ENTRIES PROVIDED section start

PR #3904, opened 2026-08-31
[DT-4021] Add @fastify/helmet with a strict Content Security Policy (BFF Phase 5, story 5-F)

rushtong:
### Addresses

[DT-4021](https://broadworkbench.atlassian.net/browse/DT-4021) — BFF Phase 5, story 5-F. Security risk: **low** (the policy ships report-only; enforcement is a per-environment env var).

### Summary

The server sent no security headers. This registers `@fastify/helmet` with a strict Content Security Policy, plus a hardened violation-report sink.

**`connect-src` is derived from `config.json`, never hardcoded.** Only inventoried, active fields are read, each reduced to its origin; blanks and unparseable values drop out. Two literals remain — `'self'` and the banner bucket.

The allowlist is mode-specific:

| Mode | `connect-src` |
|---|---|
| BFF (`bffEnabled: true`) | `'self'`, `apiUrl` (unauthenticated feature flags, read pre-login), `bardApiUrl` (anonymous metrics), the banner bucket |
| Legacy | the above plus `ecmApiUrl` and `tdrApiUrl` |

ECM and TDR are omitted in BFF mode **on purpose**: those calls are same-origin after cutover. `terraUrl` is never allowlisted — it is navigated to, not fetched. `DUOS_API_URL` overrides the file's `apiUrl`, and the policy follows the override.

**Report-only first, with real collection.** `DUOS_CSP_REPORT_ONLY` defaults to `true`. `POST /csp-report` accepts reports in both browser shapes and is bounded five ways: an 8 KB body limit, exactly two accepted media types (everything else 415s before a handler runs), a per-request cap on how many reports one body may contribute, a logged-field allowlist with truncation and control-character flattening, and a fixed-window log budget charged once per request. It always answers 204 and is registered outside both cutover switches, so a legacy deployment gets it too.

**Helmet defaults that would have broken things:**

- `Cross-Origin-Opener-Policy` is **off in legacy mode**, `same-origin-allow-popups` only under `bffEnabled`. `-allow-popups` is not a safe middle ground for the legacy popup — see the note below.
- `Cross-Origin-Embedder-Policy` stays off — the banner bucket and the two direct upstreams send no CORP header.
- HSTS and `upgrade-insecure-requests` are production only, so plain-HTTP dev and docker-compose setups keep working.
- Vite HMR gets `'unsafe-inline'` on `script-src` and `ws:`/`wss:` on `connect-src`, both behind the existing `isDev` flag.

**`script-src` stays `'self'`.** Story 5-A removed `react-google-charts`, the only third-party script. Neither the root `index.html` nor the built `build/index.html` carries an inline script or style, so no hash or nonce is needed.

**The proxy's download sandbox survives.** `upstreamProxy.ts` sets `content-security-policy: sandbox` per reply. Both writes reach the raw response through `setHeader` — Fastify's stream path deliberately avoids `writeHead` — and the proxy's wins by running second. Ordering is the whole mechanism, so it is fragile: registering helmet later would silently strip the sandbox. Asserted against the real proxy, alongside a sibling route proving helmet is live in the same app.

**COOP was the dangerous one, and self-review caught it.** I first shipped `same-origin-allow-popups`, believing it protected the legacy B2C popup sign-in. It does not: that token spares a popup only on its *initial* navigation, while the popup's own document is `unsafe-none`. The return leg from B2C compares `unsafe-none` against our COOP — a mismatch — so the browser swaps browsing context groups and `window.opener` goes null. `oidc-client-ts` then throws on `postMessage` and `signinPopup()` never resolves. Measured in Chromium with two local origins and a cross-origin hop between:

```
COOP on callback  : openerNull=true,  postMessage threw, opener saw nothing
COOP off (control): openerNull=false, postMessage fine,  opener got the message
```

**COOP is not part of the CSP and has no report-only mode**, so `DUOS_CSP_REPORT_ONLY` would not have caught this — it breaks sign-in on the first deploy, in every environment, since none has `bffEnabled` on yet. Legacy deployments now get no COOP until Epic 6 retires that flow.

Rationale, the full inventory, and the consequences are in `docs/plans/bff_adrs/ADR-013-content-security-policy.md`, now linked and summarised in `docs/plans/BFF_Overview.md` alongside the other ADRs.

### Review round

`develop` is merged in (one conflict, imports only). A full review against the story, plus the outstanding Copilot comment, turned up seven defects. All are fixed in `8f0c455f`.

**The report sink charged its log budget per *report*, not per request.** 174 report entries fit inside the 8 KB body limit against a 60-per-minute cap. Neither content-type parser checks the body's shape, so one request per minute — from anyone on the internet — exhausted the window and silently dropped every genuine violation. That is precisely the collection run this story exists to perform, switched off for the cost of one POST a minute. Now capped at 8 reports per request and charged one unit per request.

**Fastify's own request logging was unbounded on the sink.** The route set no log level, so every POST emitted an `incoming request` / `request completed` pair — including the 415s and 413s that never reach a handler. None of the documented controls touched it, so log volume tracked attacker request rate directly. The route is now `logLevel: 'silent'`, with the report lines written through `app.log` carrying `reqId` by hand. `'warn'` was the obvious fix and the wrong one: a route level *pins* rather than raises, so it would have overridden a deployment that deliberately configured a lower level.

**Four smaller ones:**

- The dropped-report count only flushed when a later request crossed the window boundary, so a flood followed by silence left no trace, and when it did flush it borrowed an unrelated request's `reqId`. Now flushed on a heartbeat and on close, through the app logger.
- `index.ts` installs the app error handler *after* this plugin registers, so 415 and 413 answered with `FST_ERR_CTP_INVALID_MEDIA_TYPE` / `FST_ERR_CTP_BODY_TOO_LARGE` from the one route reachable without a session, where every other route generalises. The plugin scope now has its own handler returning a bare status.
- The e2e spec ended on fixed 1500 ms sleeps and `networkidle`, so a violation raised by a late request went unrecorded and the case passed green on a policy that would break the page — the exact failure the harness self-check exists to prevent. Every wait is now on a named response, set up before the navigation that triggers it. This also clears the 6 SonarCloud MAJOR issues (S2925 ×3, S9332 ×3).
- `attachReportOnlyPolicy` copied `content-encoding` and `content-length` onto a body Playwright had already decoded. Harmless today, an opaque navigation failure the moment this harness moves behind the Fastify server.

**Copilot's comment was still valid.** The BFF connect-src case set `DUOS_API_URL` and the `security headers` afterEach never restored it, leaking the override to any suite sharing the Vitest worker. Fixed to match the sibling `GET /config.json` block.

**Two audit results recorded rather than acted on**, both in ADR-013:

1. **B2C is navigated to, never fetched.** The authority URL is not a `config.json` field at all — it arrives in Consent's `/oauth2/configuration` response — so the "every origin derives from config" rule has nothing to derive from if that changes. It does not need to today: `oidcBroker.ts` passes an explicit `metadata` object, which short-circuits discovery, and JWKS, userinfo, session monitoring, and the silent-renew iframe are all dead in this configuration. Four one-line edits to that file would each break sign-in with no config field to repair it from.
2. **`FeatureFlag.ts` has no caller anywhere in `src/`** — only its own unit test. Nothing else calls `getUpstreamApiUrl` outside the legacy-only broker, so BFF-mode `connect-src` allowlists `apiUrl` for a flow that does not run. Kept deliberately: the entry costs nothing while the policy is report-only, and dropping it would greet whoever wires the module up with a blocked request and no obvious cause. It does mean `/public/features/*` may have no consumer, which the follow-up below should settle before it is built.

**Two follow-ups this PR does not do:**

1. **Dedicated public BFF endpoints** — `/public/notifications`, `/public/features/*`, `/public/metrics/event`, each omitting session-token injection and carrying response validation, body limits, and abuse controls. That collapses BFF-mode `connect-src` to `'self'`. Required deliverable of this story; **ticket still to be filed** — DT-4021's only issue link is "split from DT-3610", so nothing has been created for it yet. Text below.
2. **The e2e collector runs locally, not in CI.** `pnpm run serve` is `vite preview`, which sends no headers, so `test/e2e/support/csp.ts` fulfils the document itself to attach the policy. Chrome then treats that document as coming from an unknown address space, making every same-origin subresource a public-to-loopback Private Network Access transition — allowed from a secure context, blocked without one. Locally the preview server speaks HTTPS and the page loads; in CI it speaks plain HTTP and nothing loads. Disabling the browser's PNA checks would be the wrong fix, so the spec is `test.skip`ped under `CI`. The right fix is to serve the e2e run through the Fastify server, which sends the real header and needs no interception — Epic 6 harness work.

<details>
<summary>Follow-up ticket text</summary>

**Title:** Move the three direct browser flows onto dedicated public BFF endpoints

Under `bffEnabled`, three browser connections still bypass the BFF and force exact-origin entries into the CSP `connect-src`: banner notifications (`storage.googleapis.com/broad-duos-banners`), unauthenticated feature flags (`/feature`, `/feature/:key` on Consent), and anonymous Bard metrics.

They cannot be folded into the existing proxies as `unauthenticatedPaths`: that list is an **exact** set match (`server/src/proxy/upstreamProxy.ts`), so `/feature` alone leaves `/feature/:key` returning 401; and anonymous and identified metrics share `POST /api/event`, where marking the path unauthenticated would silently turn *identified* metrics anonymous.

Add `/public/notifications`, `/public/features/*`, and `/public/metrics/event` as dedicated endpoints that explicitly omit session-token injection and carry response validation, body limits, and abuse controls. Then drop the three origins from `BFF_CONNECT_FIELDS`/`BANNER_ORIGIN` in `server/src/security/csp.ts`, leaving BFF-mode `connect-src` at `'self'`.

**Settle first:** `src/libs/ajax/FeatureFlag.ts` currently has no caller in `src/`. `/public/features/*` may have no consumer to build for — decide whether the module is being wired up or removed before building the endpoint.

See `docs/plans/bff_adrs/ADR-013-content-security-policy.md`.
</details>

### Test plan

- `pnpm --filter duos-server test` — **475 pass**. 82 of those are this story's: 71 across `server/test/csp.test.ts` and `server/test/cspReport.test.ts`, plus 11 in the `security headers` block of `index.test.ts`. Covers the mode split, blank/unparseable config fields, the dev allowances, the serialized header in both report-only and enforcing modes, the `DUOS_API_URL` override reaching the policy, the proxy sandbox precedence against the real proxy, the COOP mode split, and the headers reaching the SPA document route as well as the report sink. The sink's own bounds now include: one oversized batch is charged a single unit and a later client is still logged; the per-request report cap; 415 and 413 naming no framework error code; the dropped count written on close; Fastify's per-request pair suppressed while a sibling route still emits it; and a logger configured below `warn` staying silent.
- `pnpm run test` (client) — **4509 pass** across 379 files. No client source is touched, and vitest excludes `test/e2e/**`.
- `pnpm run lint`, `pnpm run type-check`, `pnpm --filter duos-server typecheck` — clean, zero errors.
- **Not yet re-run: the Playwright spec.** It passed locally before the review round, but the waits were rewritten since and the spec has not been exercised against the built app again. It needs `pnpm run build && pnpm run serve` in one shell and `pnpm exec playwright test test/e2e/csp.spec.ts` in another; it is skipped under `CI`. The signed-in case additionally needs `DUOS_AUTOMATION_RESEARCHER_SA` and remains unrun.
- Not yet done: the report-only run on a deployed environment. That is the gate for flipping `DUOS_CSP_REPORT_ONLY=false` per environment.

----

- Verify all tests go green


rushtong:
Superseded by a three-PR stack, so each piece can be reviewed and deployed on its own:

- #3907 — story 5-F1, helmet's non-CSP headers (~340 lines). **COOP ships alone**: it can sever legacy sign-in, has no report-only mode, and every environment is legacy today. Deploy and verify sign-in before anything rides on it.
- #3908 — story 5-F2, the CSP violation report sink (~915).
- #3909 — story 5-F3, the policy itself, report-only (~720).

The e2e collector is not in the stack. It cannot run in CI until the e2e run is served through Fastify, and a spec that never runs is not coverage — it is now story 6-K in Epic 6.

The proxy side is a separate terra-helmfile PR (story 5-F4). Without it the enforcing header never reaches the browser.

Closing this in favour of the stack.

PR #3905, opened 2026-08-31
[DT-4020] End the B2C session at sign-out (BFF Phase 5, story 5-E)

rushtong:
## Addresses

Partially addresses [DT-4020](https://broadworkbench.atlassian.net/browse/DT-4020): BFF Phase 5, story 5-E — front-channel logout.
Requires https://github.com/broadinstitute/terra-helmfile/pull/6495 which adds a post-logout URL to DUOS' BFF configurations.

## Why

`POST /auth/logout` destroyed the DUOS BFF session but left the browser’s Azure B2C SSO session active. This change adds BFF initiated B2C logout while preserving a reliable local-only fallback.

### Server

- Builds the B2C end-session URL from OIDC discovery using the session’s ID token.
- Returns:
  - `200 { redirectUrl }` when B2C logout is available.
  - `204` when only the local BFF session can be terminated.
- Always destroys the BFF session and clears its cookie, even if discovery, revocation, audit logging, or end-session URL construction fails.
- Adds `DUOS_POST_LOGOUT_REDIRECT_URI` to the documented and generated environment configuration.

### Client

- Makes `Auth.signOut` responsible for the complete logout flow and navigation.
- Treats logout as confirmed only when:
  - `/auth/logout` returns `200` with a valid redirect URL;
  - it returns `204`; or
  - a follow-up `/auth/me` probe confirms that the session is gone.
- Retries once when the session remains authenticated and leaves local state intact when logout cannot be confirmed.
- Fixes the stale-CSRF-token path to process the retry response.
- Coalesces concurrent sign-out requests to prevent competing logout flows.
- Displays a persistent warning with a Retry action when logout cannot be confirmed.

### Post-logout routing

- Adds the public `/post-logout` route.
- Stores the requested local destination in `sessionStorage` across the B2C round trip.
- Validates the destination on both write and read, removes it after use, and defaults to `/`.
- I have manually updated all [B2C app registrations](https://portal.azure.com/) (`duos-dev`, `duos-staging`, `duos-bee`, and `duos` (prod)) to handle the `/post-logout` routes.

## Scope note

Automatic logout following a terminal API `401` remains local-only. The proxy has already destroyed the BFF session at that point, including the ID token required for B2C logout. The existing `prompt: 'login'` behavior continues to require the login screen on the next sign-in.
 

[DT-4020]: https://broadworkbench.atlassian.net/browse/DT-4020?atlOrigin=eyJpIjoiNWRkNTljNzYxNjVmNDY3MDlhMDU5Y2ZhYzA5YTRkZjUiLCJwIjoiZ2l0aHViLWNvbS1KU1cifQ


src/pages/PostLogout.tsx
```diff
@@ -0,0 +1,29 @@
...
+ * replaces the current history entry with it — defaulting to '/' when the
+ * value is missing or is not a same-origin path.
+ *
+ * The page performs NO state-changing request: a state-changing GET here would
+ * reintroduce the CSRF exposure the BFF closed.
+ */
+export default function PostLogout() {
+  useEffect(() => {
+    Redirect.replace(takePostLogoutTarget())
+  }, [])
```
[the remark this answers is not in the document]
rushtong: Checked this, and no change is needed: the rule does not apply here.

`Redirect` and `takePostLogoutTarget` are module-level imports, not component-scope values. `exhaustive-deps` tracks only values from inside the component — props, state, context, and locals. Module bindings are stable, so the rule ignores them.

Verified rather than assumed:

| Check | Result |
| --- | --- |
| `pnpm exec oxlint src/pages/PostLogout.tsx` | exit 0, no output |
| `pnpm exec eslint src/pages/PostLogout.tsx` | exit 0, no output |
| CI `lint` job on this branch | pass |

A clean run proves nothing unless the rule is live, so I confirmed that too. Temporarily adding a component-scope local to this same effect produced:

```
src/pages/PostLogout.tsx:22:48: warning react-hooks(exhaustive-deps):
React Hook useEffect has a missing dependency: 'sanityLocal.value'
```

So the rule is enabled and fires for a component-scope value, and stays silent for these two imports. That probe was reverted.

The second half of the claim also fails on its own: the rule is configured as `"warn"` in `.oxlintrc.json`, and oxlint exited 0 even while emitting the warning above — so it could not fail CI. The branch already carries pre-existing `react(set-state-in-effect)` warnings in other files while `pnpm lint` passes.

Adding an `oxlint-disable-next-line` here would leave a dead suppression for a rule that never fires, which would mislead the next reader. The empty dependency array is also the intent: the effect runs once on mount and then navigates away.

src/libs/auth/auth.ts
```diff
@@ -35,6 +45,204 @@ export const Redirect = {
...
+ * first caller's validated target wins. The promise is cleared once the
+ * attempt settles — especially on 'unconfirmed', so Retry starts a fresh
+ * attempt instead of re-awaiting the failed one.
+ */
+let signOutInFlight: Promise<SignOutResult> | null = null
+
+const coalescedBffSignOut = (redirectTo: string): Promise<SignOutResult> => {
+  signOutInFlight ??= bffSignOut(redirectTo)
+    .catch(() => UNCONFIRMED)
+    .finally(() => {
```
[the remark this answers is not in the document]
rushtong: Good catch — fixed in ade3b296.

The path is reachable: `Storage.clearStorage()` calls `localStorage.clear()` unguarded, so blocked site data makes `localCleanup()` throw and `bffSignOut` reject.

Confirmed with a test before changing anything — it left one `sessionStorage` entry behind:

```
AssertionError: expected Storage{…} to have a length of +0 but got 1
```

The `catch` now calls `clearPostLogoutTarget()`, so the invariant "an unconfirmed sign-out leaves no stored target" holds unconditionally rather than only on the classified path. I also verified the new test fails again when the fix is reverted, so it is a real guard.

On severity, for anyone reading later: the exposure was minor, not a redirect risk. `takePostLogoutTarget()` validates as a same-origin path and deletes on read, and any later sign-out overwrites the value. The worst case was a direct visit to `/post-logout` landing on a stale local path instead of `/`.

fboulnois (approved):
👍

server/src/auth/logout.ts
```diff
@@ -1,23 +1,31 @@
...
+}
+
+async function revokeTokens(request: FastifyRequest): Promise<void> {
   try {
     const config = await getOidcConfig()
 
-    // B2C does not reliably expose a revocation_endpoint in its discovery
-    // document, so revocation is typically skipped here. v6: the endpoint is
-    // read from config.serverMetadata(), and revocation is tokenRevocation().
     if (config.serverMetadata().revocation_endpoint) {
```
otchet-broad, line 35: Doesn't this imply that we really need revocation_endpoints based on the provider that issued the token - and if one is configured for that provider, that we handle the revocation?  I'm wondering if this needs to be combined with information from the request.session to actually make this determiniation.

src/libs/auth/signOutNotice.tsx
```diff
@@ -0,0 +1,43 @@
...
+  ToastNotifications.showError({
+    timeout: null,
+    onDismiss: () => {
+      if (activeNotice === notice) {
+        activeNotice = null
+      }
+    },
+    text: (
+      <span data-cy="unconfirmed-sign-out-notice">
+        We could not confirm that you were signed out. You may still be signed in.
```
otchet-broad, line 26: If we expect the user to click the retry button, we should ask them to do that here.

server/src/auth/logout.ts
rushtong: Good question, and the short answer is that there is only ever one issuer here, so one revocation endpoint is the right check. Checked against the code rather than from memory:

- The BFF has exactly one OIDC client. `getOidcConfig()` discovers `DUOS_AZURE_ISSUER_URL` once per process; there is no per-provider client to look up an endpoint on.
- Every session token comes from that single B2C exchange — `callback.ts` sets `accessToken`, `refreshToken`, and `idToken` from one `tokens` response.
- `request.session.idp` records which sub-provider the user chose **at B2C**, and the type comment says so: "All tokens are B2C-issued regardless — this field exists for the audit trail and observability, not client selection."

So combining with `request.session` would not give us anything to act on: DUOS never holds a Google or Microsoft token, so there is no upstream credential those providers would accept for revocation. Provider selection happens on the B2C-hosted login page and stays inside B2C.

If the underlying worry is "does the user's Google/Microsoft session survive sign-out?" — that one is real, but revocation is not the lever. Federated single sign-out is: B2C attempts it at the upstream provider, and provider behavior varies, so we treat that session as possibly surviving. `prompt: 'login'` on the authorization request (`login.ts`) is what guarantees the login screen always appears on the next sign-in, regardless of any surviving cookie.

I have added that reasoning as a comment above `revokeTokens` in 20f84fa3, since the question is a fair one for the next reader to have.

src/libs/auth/signOutNotice.tsx
rushtong: Agreed — fixed in 20f84fa3. The notice now reads:

> We could not confirm that you were signed out. You may still be signed in. Select Retry to try again.

A Retry button with no ask left the user to work out what to do about it. The spec asserts the instruction too, so it cannot quietly disappear.

otchet-broad (approved):
👍

PR #3907, opened 2026-09-04
[DT-4021] Register @fastify/helmet for the non-CSP security headers (BFF Phase 5, story 5-F1)

rushtong:
### Addresses

[DT-4021](https://broadworkbench.atlassian.net/browse/DT-4021) — BFF Phase 5, **story 5-F1**. Security risk: **medium** (COOP can sever legacy sign-in; that is why this ships alone).

This is the first of several PRs. The full implementation of DT-4021 is much larger and riskier than I had hoped so it is broken down here:
- **5-F1 security headers (this PR)** → 
- [5-F2 report sink](https://github.com/DataBiosphere/duos-ui/pull/3908) → 
- [5-F3 the policy](https://github.com/DataBiosphere/duos-ui/pull/3909)  → 
- [5-F4 terra-helmfile proxy](https://github.com/broadinstitute/terra-helmfile/pull/6497)  → 
- 5-F5 run report - no code, just a report execution → 
- [5-F6 public BFF endpoints](https://github.com/DataBiosphere/duos-ui/pull/3914)

### Summary

The server sent no security headers and relies on the standard Terra proxy. This registers `@fastify/helmet` with the Content Security Policy **deliberately off** — that is [5-F3](https://github.com/DataBiosphere/duos-ui/pull/3909). `Cross-Origin-Opener-Policy` is off entirely in legacy mode since legacy sign-in needs to open a popup window. Rationale in `docs/plans/bff_adrs/ADR-013-content-security-policy.md`, which is written across the stack and grows with it.

### Test notes
I have tested both legacy and BFF sign in with the current proxy settings and both work - that is the primary risk in this PR.

----
Have you read [Terra's Contributing Guide](https://github.com/DataBiosphere/terra-ui/wiki/Contributor-Guide) lately? If not, do that first.\n\n- Label PR with a Jira ticket number and include a link to the ticket\n- Label PR with a security risk modifier [no, low, medium, high]\n- PR describes scope of changes\n- Get a minimum of one thumbs worth of review, preferably two if enough team members are available\n- Get PO sign-off for all non-trivial UI or workflow changes\n- Verify all tests go green\n- Test this change deployed correctly and works on dev environment after deployment\n

[DT-4021]: https://broadworkbench.atlassian.net/browse/DT-4021?atlOrigin=eyJpIjoiNWRkNTljNzYxNjVmNDY3MDlhMDU5Y2ZhYzA5YTRkZjUiLCJwIjoiZ2l0aHViLWNvbS1KU1cifQ

PR #3908, opened 2026-09-04
[DT-4021] Add the CSP violation report sink (BFF Phase 5, story 5-F2)

rushtong:
## Addresses

[DT-4021](https://broadworkbench.atlassian.net/browse/DT-4021) — BFF Phase 5, **story 5-F2**. Security risk: **medium** (a new endpoint on the public internet).

Part of a chain of PRs addressing this ticket:
- [5-F1 security headers](https://github.com/DataBiosphere/duos-ui/pull/3907) → 
- **5-F2 report sink (this PR)** → 
- [5-F3 the policy](https://github.com/DataBiosphere/duos-ui/pull/3909) → 
- [5-F4 terra-helmfile proxy](https://github.com/broadinstitute/terra-helmfile/pull/6497)  → 
- 5-F5 run report - no code, just a report execution → 
- [5-F6 public BFF endpoints](https://github.com/DataBiosphere/duos-ui/pull/3914)

## Summary

`POST /csp-report`, accepting reports in both browser body shapes. It lands **before** the policy so 5-F3 changes a flag rather than adding an endpoint and a policy at once, and it is inert until something reports to it.

### Controls

To safely expose this unauthenticated public endpoint to pod logs, six complementary controls are enforced:

1. **8 KB Body Limit** – Rejects large payloads via Fastify before parsing (`413`).
2. **Strict Content-Type Allowlist** – Rejects non-CSP media types before handlers run (`415`).
3. **Max Reports per Request** – Caps entries per payload.
4. **Sanitized Field Allowlist** – Truncates fields and strips control characters.
5. **Per-Request Log Budget** – Charged once per *request* rather than per *report* (preventing a single 8 KB payload from exhausting the logging window for genuine reports).
6. **30 req/min Rate Limit** – Applied per client IP via `@fastify/rate-limit` (`global: false` to avoid blocking SPA asset loading).

**Additional Hardening Details:**
* **Custom Route Error Handler:** All error responses (`413`, `415`, `429`) return status codes with empty bodies to prevent leaking internal `FST_ERR_*` codes.
* **Custom Request Logging (`logLevel: 'silent'`):** Standard Fastify request logging is disabled so unauthenticated rejections don't bypass log budgets. Valid report logs are emitted via `app.log` with the request ID manually attached.

### DIFF
--- a/server/src/security/cspReport.ts
+++ b/server/src/security/cspReport.ts
@@ -12,8 +12,8 @@ import type { RateLimitOptions } from '@fastify/rate-limit'
  *  2. Exactly two accepted media types; everything else gets 415 without
  *     reaching a handler.
  *  3. A cap on how many reports one request may contribute. Neither parser
- *     checks the body's shape, so an 8 KB array of minimal entries — around
- *     170 of them fit — is one request that would otherwise write 170 lines.
+ *     checks the body's shape, so an 8 KB array of minimal entries — 174 of
+ *     them fit — is one request that would otherwise write 174 lines.
  *  4. A field allowlist — only the report fields the spec defines survive,
  *     each truncated. Unknown keys never reach the log.
  *  5. A fixed-window budget charged once per *request*, not once per report,
@@ -35,8 +35,11 @@ import type { RateLimitOptions } from '@fastify/rate-limit'
  * MAX_LOGGED_PER_WINDOW × MAX_REPORTS_PER_REQUEST must multiply by the replica
  * count; the constants below are one pod's ceiling, not the deployment's.
  *
- * Story 5-G adds real per-route rate limiting at the edge and through
- * `@fastify/rate-limit`; the counter here is the log-volume floor beneath it.
+ * The per-client limit is enforced by `@fastify/rate-limit`, which index.ts
+ * registers once with `global: false`; story 5-G attaches the auth-route
+ * limits to that same registration. Its store is per process too, which is why
+ * the epic puts flood protection at the ingress and treats both counters here
+ * as the backstop beneath it.
  */
 
 /** Where the browser posts violation reports. Story 5-F3's policy points here. */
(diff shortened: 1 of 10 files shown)


server/src/security/cspReport.ts
```diff
@@ -0,0 +1,305 @@
...
+ * pod, so a per-client limit above it would let one caller spend the whole
+ * thing. Thirty a minute still lets a genuinely broken page report freely —
+ * a violation that repeats past that adds nothing the first thirty did not
+ * already say.
+ *
+ * `request.ip` reads X-Forwarded-For because the app sets `trustProxy`, so
+ * this counts real clients rather than the sidecar. The store is per process:
+ * see the note in index.ts on why the edge is where flood protection belongs.
+ */
+export const MAX_REQUESTS_PER_WINDOW = 30
```
otchet-broad, line 86: No change needed now, but I'm thinking about how we should bring this into the UI code as well so that the frontend might benefit from this.  Any ideas?  

I'm also concerned we might need more than 30 requests per minute for our initial launch. Some of our pages are starting to make multiple calls to consent for rendering results and fast navigation in under a minute might lead good users to 429 responses.  Have you tested locally with this across things like the data library (with searching and filtering) to see if we start getting into 429 land sooner than expected?

rushtong: I have done local testing and have not hit that limit yet, but I agree, this does look pretty tight. I'll take another round of heavy filtering, navigation, etc and maybe raise that limit.

rushtong: And just to clarify, the 30-per-minute limit applies to only one route: `POST /csp-report` so it is not global. We are adding global rate limiting in my current batch of PRs, but in this case, the effect is limited to this path.

otchet-broad (approved):
Looks good and has me thinking lots of thoughts about expected UI load.
Thank you!

fboulnois (approved):
👍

ENTRIES PROVIDED section end

- [EXERCISE DETAILS]
Begin with the line above that has "banner bucket |" and continue through the line that has "ECM and TDR", setting each one down exactly. Stop there.

- [WRITTEN RESPONSE]
| BFF (`bffEnabled: true`) | `'self'`, `apiUrl` (unauthenticated feature flags, read pre-login), `bardApiUrl` (anonymous metrics), the banner bucket |
| Legacy | the above plus `ecmApiUrl` and `tdrApiUrl` |

ECM and TDR are omitted in BFF mode **on purpose**: those calls are same-origin after cutover. `terraUrl` is never allowlisted — it is navigated to, not fetched. `DUOS_API_URL` overrides the file's `apiUrl`, and the policy follows the override.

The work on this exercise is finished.